Compatibility Statement
This library cannot yet guarantee 100% compatibility with all OpenAI compatible interfaces (although compatibility can be improved as much as possible through compatibility configurations, differences may still exist). If there is an official or community-maintained integration class for the target model, please use it first. If you encounter compatibility issues, feel free to open an issue in the GitHub repository.

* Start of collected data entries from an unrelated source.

PR #59, opened 2022-05-05
fix: update About verbiage

amateima:


daywiss (approved):
probalby want OK from jesper or korpi

PR #60, opened 2022-05-06
feat: add mainnet routes

daywiss:

This adds configuration for mainnet, fixes some bugs that came up with this. To test this view the mainnet deployment (frontend-v2 preview).

Hubpool addresses is based on v1 hubpool, which probably isnt right but currently theres no v2 deployment.
weth address is an env for the pool tab, but i think we could probably update that to deduce from on chain data.

edit: hub pool has been updated with the config store address

### DIFF
--- a/src/hooks/useBalance.ts
+++ b/src/hooks/useBalance.ts
@@ -13,6 +13,53 @@ import {
 import { usePrevious } from "hooks";
 import { BigNumber } from "ethers";
 
+export function useNativeBalance(
+  tokenSymbol?: string,
+  chainId?: ChainId,
+  account?: string,
+  blockNumber?: number
+) {
+  const { account: connectedAccount } = useConnection();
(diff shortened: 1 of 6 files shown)


src/hooks/useBalance.ts
```diff
@@ -13,6 +13,53 @@ import {
...
+        accountToQuery,
+        blockNumberToQuery,
+        chainIdToQuery,
+        tokenSymbolToQuery
+      )
+    : [
+        "DISABLED_BALANCE_QUERY",
+        {
+          chainIdToQuery,
+          tokenSymbolToQuery,
```
mrice32, line 41: Why do we put token symbol here if it's not always defined and it's not used in the query function? Could we completely drop it from this hook?

mrice32 (approved):
LGTM! One minor comment

Tulun (approved):

PR #62, opened 2022-05-06
feat: Create slide animation for sidebar

Tulun:
See Sidebar for animation.


daywiss (commented):
looks good on destkop, maybe a bit slow, but when on smaller screen its really broken
image

daywiss (approved):
lgtm

PR #66, opened 2022-05-09
fix: calculate if liquidity is sufficient for bridge

daywiss:

This checks the hubpool to make sure theres sufficient liquidity for the bridge amount. Theres some linting changes in here as well.

image


amateima (approved):

src/utils/bridge.ts
```diff
@@ -237,9 +237,18 @@ export default class LpFeeCalculator {
...
+  async isLiquidityInsufficient(
+    tokenAddress: string,
+    amount: utils.BigNumberish
+  ): Promise<boolean> {
+    const [, pooledTokens] = await Promise.all([
+      this.hubPoolInstance.callStatic.sync(tokenAddress),
+      this.hubPoolInstance.callStatic.pooledTokens(tokenAddress),
+    ]);
+    return pooledTokens.liquidReserves.lt(amount);
+  }
```
mrice32, line 249: This is the only non-lint change right?

mrice32 (approved):
LGTM!

src/utils/bridge.ts
daywiss: yes thats right!

PR #67, opened 2022-05-09
fix send to modal height

Tulun:
Story details: https://app.shortcut.com/uma-project/story/5448


daywiss (commented):
looks good, but when i use mobile view it looks longer than it should be? maybe its acceptable, idk 
image

Tulun:
> looks good, but when i use mobile view it looks longer than it should be? maybe its acceptable, idk image

I tried it using a few different mobile views, which one did you use?

amateima (approved):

Taking OpenRouter as an example, although it provides an OpenAI compatible interface, there are multiple compatibility differences; LangChain official has launched ChatOpenRouter, it is recommended to use that class directly to access OpenRouter.
Performance Notes
This function uses pydantic's create_model at the underlying level to create chat model classes, which incurs a certain performance overhead. In addition, create_openai_compatible_model uses a global dictionary to record the profiles of each model provider. To avoid multi-threading concurrency issues, it is recommended to create integration classes during the project startup phase and avoid dynamic creation later.
Best Practices
When integrating chat model providers with OpenAI compatible APIs, you can directly use ChatOpenAI from langchain-openai and point to your provider service via base_url and api_key. This method is simple and direct, suitable for simple scenarios (especially when using standard chat models rather than reasoning models).
However, there are the following issues:
-
Cannot display the chain of thought of unofficial OpenAI reasoning models (i.e., content returned by
reasoning_content/reasoning) -
Does not support
videotype content_block -
Low coverage rate of default structured output strategies
When you encounter the above problems, you can use the OpenAI compatible integration class provided by this library for adaptation.